PR #316, opened 2026-07-23
fix: Stop gateway DNS dual-write for v4/v6 aliases

### LINKED ISSUE #315: Gateway DNS dual-writes CNAME and A/AAAA for v4./v6. — PowerDNS 422 hot-loop
## Summary

For gateway `v4.` / `v6.` hostnames, NSO ends up with two writers on the same FQDN: Gateway DNS creates CNAMEs to the apex, while another path (ExternalDNS off gateway addresses) creates A/AAAA. PowerDNS rejects the CNAME (`422 Conflicts with pre-existing RRset`), and `dnsrecordset-powerdns` retries forever.

Staging hit this on project `datum-cloud` (`claude-test-connector-proxy`, `customer-api-l06tj1`). Live resolution still works via the A/AAAA records; the damage is a stuck reconcile loop that trips `ControllerReconcileErrorRatioCritical` for `dnsrecordset-powerdns` (alert coverage expanded in #306 / NSO alerts applied 2026-07-22).

## How we got here (staging)

1. Both CNAME and A/AAAA existed for the same `v4.` / `v6.` names (messy dual ownership; CNAME side already failing).
2. **2026-07-10 ~11:35 UTC** — Domain RDAP refresh for `prism.staging.env.datum.net` briefly set `status.nameservers` to parent `*.datumdomains.net` (no overlap with DNSZone `*.datum-staging.net`). `HasDNSAuthority` failed, so `garbageCollectDNSRecordSets` deleted the four CNAMEs even though Gateway listeners/addresses had not changed.
3. **2026-07-11 ~14:54 UTC** — next RDAP refresh restored the correct NS. Authority returned; NSO recreated the CNAMEs into the still-present A/AAAAs. Hot loop continues.

Actors for the Jul 10–11 delete/recreate were controllers only (`control@networking.datumapis.com`). No human edited the DNSRecordSets in that window.

## Root cause

Two bugs that compound:

1. **Dual-write.** Gateway DNS (`gateway_dns_controller.go`) programs CNAMEs for claimed hostnames including `v4.` / `v6.` from status addresses. ExternalDNS (or the A/AAAA path feeding it) also programs those same names as address records. Conflict detection only flags same-hostname DNSRecordSets with a *different* `managed-by`, so same-FQDN A/AAAA from the other path do not block CNAME create.
2. **GC on a single authority miss.** `ensureDNSRecordSets` omits hostnames from `desiredRecordSetNames` when `HasDNSAuthority` is false, then GC deletes them. A transient Domain NS flap is enough to reap records the Gateway still wants.

dns-operator surfaces this as repeated 422s (related: datum-cloud/dns-operator#56 for cross-type conflict handling). Stopping the dual-write and softening GC is the NSO-side prevention.

## Acceptance

- Exactly one writer owns `v4.` / `v6.` gateway hostnames (CNAME-to-apex **or** A/AAAA, not both). Prefer documenting which path is canonical and disabling the other.
- Conflict detection treats any conflicting RRset / DNSRecordSet at the same FQDN as a blocker (or clears it deliberately), not only differently-labeled peers.
- Transient Domain authority loss does not delete Gateway DNSRecordSets on a single failed check (sustained failure / backoff, or pause programming without reap).
- Unit or e2e coverage: recreate-after-authority-restore does not produce CNAME+A/AAAA at the same name; optional case that a Domain NS blip does not GC wanted CNAMEs.

## Related

- Alert that pages this: NSO #306 (generic `ControllerReconcileErrorRatioCritical`)
- dns-operator#56 — PowerDNS 422 when writing over a pre-existing RRset (defense in depth, not the dual-write fix)
- dns-operator#59 — queue saturation (separate; this incident is error ratio from 422 retries, not wait latency)

mattdjenkinson:
## Summary

Gateway `v4.` / `v6.` hostnames were getting two writers: ExternalDNS A/AAAA via the downstream DNSEndpoint, and Gateway DNS CNAMEs to the apex. PowerDNS rejects that mix with a 422, and `dnsrecordset-powerdns` retries forever. Staging hit this on project `datum-cloud` after a Domain NS flap deleted then recreated the CNAMEs into still-present A/AAAA records (see #315).

This makes Gateway DNS the only writer for those aliases. ExternalDNS keeps the apex A/AAAA only. When Domain verification or DNS authority is temporarily missing, we still keep the hostname in the desired set so GC does not delete a record the Gateway still wants. Conflict detection now treats any other managed DNSRecordSet at the same FQDN/zone as a blocker, not only a different `managed-by`.

## Test plan

- [x] Unit: authority miss retains an existing CNAME
- [x] Unit: same-FQDN peer with platform `managed-by` surfaces Conflict (no second record)
- [x] Unit: `v4.` / `v6.` claimed hostnames create CNAMEs to the canonical hostname
- [x] Unit: `gatewayDNSEndpointEntries` emits apex A/AAAA only
- [x] `go test ./internal/controller/ -run 'DNS|GarbageCollectDNS|Reap'`
- [ ] Gateway chainsaw e2e: DNSEndpoint assert is apex-only; status still lists `v4.` / `v6.` Hostname addresses

Fixes #315

### DIFF
--- a/internal/controller/gateway_controller.go
+++ b/internal/controller/gateway_controller.go
@@ -1506,6 +1506,43 @@ func managedGatewayHostnameFromStatus(
 	return ""
 }
 
+// isIPFamilyHostname reports whether hostname is a platform v4./v6. alias of
+// the gateway canonical name. Those aliases are programmed as CNAME/ALIAS
+// DNSRecordSets by Gateway DNS; ExternalDNS must not also emit A/AAAA for them
+// or PowerDNS rejects the CNAME with a 422 conflict.
+func isIPFamilyHostname(hostname string) bool {
+	return strings.HasPrefix(hostname, "v4.") || strings.HasPrefix(hostname, "v6.")
+}
+
+// gatewayDNSEndpointEntries builds ExternalDNS endpoint entries for the apex
+// (and any other non-IP-family) hostnames only. v4./v6. aliases are omitted so
+// Gateway DNS remains the sole writer for those names.
+func gatewayDNSEndpointEntries(hostnames []string, v4IPs, v6IPs []any) []any {
+	endpoints := []any{}
+	for _, hostname := range hostnames {
+		if isIPFamilyHostname(hostname) {
+			continue
+		}
+		if len(v4IPs) > 0 {
+			endpoints = append(endpoints, map[string]any{
+				"dnsName":    hostname,
+				"targets":    v4IPs,
+				"recordType": "A",
+				"recordTTL":  int64(300),
+			})
+		}
+		if len(v6IPs) > 0 {
+			endpoints = append(endpoints, map[string]any{
+				"dnsName":    hostname,
+				"targets":    v6IPs,
+				"recordType": "AAAA",
+				"recordTTL":  int64(300),
+			})
+		}
+	}
+	return endpoints
+}
+
 func (r *GatewayReconciler) ensureDownstreamGatewayDNSEndpoints(
 	ctx context.Context,
 	downstreamGateway *gatewayv1.Gateway,
@@ -1547,7 +1584,7 @@ func (r *GatewayReconciler) ensureDownstreamGatewayDNSEndpoints(
 		return result
 	}
 
-	endpoints := []any{}
+	endpoints := gatewayDNSEndpointEntries(hostnames, v4IPs, v6IPs)
 	var gatewayDNSEndpoint unstructured.Unstructured
 	gatewayDNSEndpoint.SetGroupVersionKind(schema.GroupVersionKind{
 		Group:   "externaldns.k8s.io",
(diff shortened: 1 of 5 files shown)


JoseSzycho:
I'm sorry for this one, I don't really have the knowledge to help with this review

savme (approved):

ecv:
I feel like ExternalDNS should maybe be the sole writer? Then the responsibility isn't split. 

Point a contextless Opus model at this and ask it if the implementation has more elegant alternatives. I think there's also a few code issues w/ the unverifiedDomain retain branch never being traversed and retain-on-flap retaining forever, but these may be moot if we want ExternalDNS to do this.

We might want to merge a guidance-and-reasoning doc on what bits should handle what, first, and then the code.

scotwells:
I'd agree we should make sure there's an architecture doc we're working from that captures the responsibilities of each component in the system and make sure that's well understood here before we make a change. It's helpful to rationalize these types of situations where there's dual ownership over something.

────────────────────────────────────────

**Work instruction:** Give the records again, complete and exact.

**Worked solution:**
PR #316, opened 2026-07-23
fix: Stop gateway DNS dual-write for v4/v6 aliases

### LINKED ISSUE #315: Gateway DNS dual-writes CNAME and A/AAAA for v4./v6. — PowerDNS 422 hot-loop
## Summary

For gateway `v4.` / `v6.` hostnames, NSO ends up with two writers on the same FQDN: Gateway DNS creates CNAMEs to the apex, while another path (ExternalDNS off gateway addresses) creates A/AAAA. PowerDNS rejects the CNAME (`422 Conflicts with pre-existing RRset`), and `dnsrecordset-powerdns` retries forever.

Staging hit this on project `datum-cloud` (`claude-test-connector-proxy`, `customer-api-l06tj1`). Live resolution still works via the A/AAAA records; the damage is a stuck reconcile loop that trips `ControllerReconcileErrorRatioCritical` for `dnsrecordset-powerdns` (alert coverage expanded in #306 / NSO alerts applied 2026-07-22).

## How we got here (staging)

1. Both CNAME and A/AAAA existed for the same `v4.` / `v6.` names (messy dual ownership; CNAME side already failing).
2. **2026-07-10 ~11:35 UTC** — Domain RDAP refresh for `prism.staging.env.datum.net` briefly set `status.nameservers` to parent `*.datumdomains.net` (no overlap with DNSZone `*.datum-staging.net`). `HasDNSAuthority` failed, so `garbageCollectDNSRecordSets` deleted the four CNAMEs even though Gateway listeners/addresses had not changed.
3. **2026-07-11 ~14:54 UTC** — next RDAP refresh restored the correct NS. Authority returned; NSO recreated the CNAMEs into the still-present A/AAAAs. Hot loop continues.

Actors for the Jul 10–11 delete/recreate were controllers only (`control@networking.datumapis.com`). No human edited the DNSRecordSets in that window.

## Root cause

Two bugs that compound:

1. **Dual-write.** Gateway DNS (`gateway_dns_controller.go`) programs CNAMEs for claimed hostnames including `v4.` / `v6.` from status addresses. ExternalDNS (or the A/AAAA path feeding it) also programs those same names as address records. Conflict detection only flags same-hostname DNSRecordSets with a *different* `managed-by`, so same-FQDN A/AAAA from the other path do not block CNAME create.
2. **GC on a single authority miss.** `ensureDNSRecordSets` omits hostnames from `desiredRecordSetNames` when `HasDNSAuthority` is false, then GC deletes them. A transient Domain NS flap is enough to reap records the Gateway still wants.

dns-operator surfaces this as repeated 422s (related: datum-cloud/dns-operator#56 for cross-type conflict handling). Stopping the dual-write and softening GC is the NSO-side prevention.

## Acceptance

- Exactly one writer owns `v4.` / `v6.` gateway hostnames (CNAME-to-apex **or** A/AAAA, not both). Prefer documenting which path is canonical and disabling the other.
- Conflict detection treats any conflicting RRset / DNSRecordSet at the same FQDN as a blocker (or clears it deliberately), not only differently-labeled peers.
- Transient Domain authority loss does not delete Gateway DNSRecordSets on a single failed check (sustained failure / backoff, or pause programming without reap).
- Unit or e2e coverage: recreate-after-authority-restore does not produce CNAME+A/AAAA at the same name; optional case that a Domain NS blip does not GC wanted CNAMEs.

## Related

- Alert that pages this: NSO #306 (generic `ControllerReconcileErrorRatioCritical`)
- dns-operator#56 — PowerDNS 422 when writing over a pre-existing RRset (defense in depth, not the dual-write fix)
- dns-operator#59 — queue saturation (separate; this incident is error ratio from 422 retries, not wait latency)

mattdjenkinson:
## Summary

Gateway `v4.` / `v6.` hostnames were getting two writers: ExternalDNS A/AAAA via the downstream DNSEndpoint, and Gateway DNS CNAMEs to the apex. PowerDNS rejects that mix with a 422, and `dnsrecordset-powerdns` retries forever. Staging hit this on project `datum-cloud` after a Domain NS flap deleted then recreated the CNAMEs into still-present A/AAAA records (see #315).

This makes Gateway DNS the only writer for those aliases. ExternalDNS keeps the apex A/AAAA only. When Domain verification or DNS authority is temporarily missing, we still keep the hostname in the desired set so GC does not delete a record the Gateway still wants. Conflict detection now treats any other managed DNSRecordSet at the same FQDN/zone as a blocker, not only a different `managed-by`.

## Test plan

- [x] Unit: authority miss retains an existing CNAME
- [x] Unit: same-FQDN peer with platform `managed-by` surfaces Conflict (no second record)
- [x] Unit: `v4.` / `v6.` claimed hostnames create CNAMEs to the canonical hostname
- [x] Unit: `gatewayDNSEndpointEntries` emits apex A/AAAA only
- [x] `go test ./internal/controller/ -run 'DNS|GarbageCollectDNS|Reap'`
- [ ] Gateway chainsaw e2e: DNSEndpoint assert is apex-only; status still lists `v4.` / `v6.` Hostname addresses

Fixes #315

### DIFF
--- a/internal/controller/gateway_controller.go
+++ b/internal/controller/gateway_controller.go
@@ -1506,6 +1506,43 @@ func managedGatewayHostnameFromStatus(
 	return ""
 }
 
+// isIPFamilyHostname reports whether hostname is a platform v4./v6. alias of
+// the gateway canonical name. Those aliases are programmed as CNAME/ALIAS
+// DNSRecordSets by Gateway DNS; ExternalDNS must not also emit A/AAAA for them
+// or PowerDNS rejects the CNAME with a 422 conflict.
+func isIPFamilyHostname(hostname string) bool {
+	return strings.HasPrefix(hostname, "v4.") || strings.HasPrefix(hostname, "v6.")
+}
+
+// gatewayDNSEndpointEntries builds ExternalDNS endpoint entries for the apex
+// (and any other non-IP-family) hostnames only. v4./v6. aliases are omitted so
+// Gateway DNS remains the sole writer for those names.
+func gatewayDNSEndpointEntries(hostnames []string, v4IPs, v6IPs []any) []any {
+	endpoints := []any{}
+	for _, hostname := range hostnames {
+		if isIPFamilyHostname(hostname) {
+			continue
+		}
+		if len(v4IPs) > 0 {
+			endpoints = append(endpoints, map[string]any{
+				"dnsName":    hostname,
+				"targets":    v4IPs,
+				"recordType": "A",
+				"recordTTL":  int64(300),
+			})
+		}
+		if len(v6IPs) > 0 {
+			endpoints = append(endpoints, map[string]any{
+				"dnsName":    hostname,
+				"targets":    v6IPs,
+				"recordType": "AAAA",
+				"recordTTL":  int64(300),
+			})
+		}
+	}
+	return endpoints
+}
+
 func (r *GatewayReconciler) ensureDownstreamGatewayDNSEndpoints(
 	ctx context.Context,
 	downstreamGateway *gatewayv1.Gateway,
@@ -1547,7 +1584,7 @@ func (r *GatewayReconciler) ensureDownstreamGatewayDNSEndpoints(
 		return result
 	}
 
-	endpoints := []any{}
+	endpoints := gatewayDNSEndpointEntries(hostnames, v4IPs, v6IPs)
 	var gatewayDNSEndpoint unstructured.Unstructured
 	gatewayDNSEndpoint.SetGroupVersionKind(schema.GroupVersionKind{
 		Group:   "externaldns.k8s.io",
(diff shortened: 1 of 5 files shown)


JoseSzycho:
I'm sorry for this one, I don't really have the knowledge to help with this review

savme (approved):

ecv:
I feel like ExternalDNS should maybe be the sole writer? Then the responsibility isn't split. 

Point a contextless Opus model at this and ask it if the implementation has more elegant alternatives. I think there's also a few code issues w/ the unverifiedDomain retain branch never being traversed and retain-on-flap retaining forever, but these may be moot if we want ExternalDNS to do this.

We might want to merge a guidance-and-reasoning doc on what bits should handle what, first, and then the code.

scotwells:
I'd agree we should make sure there's an architecture doc we're working from that captures the responsibilities of each component in the system and make sure that's well understood here before we make a change. It's helpful to rationalize these types of situations where there's dual ownership over something.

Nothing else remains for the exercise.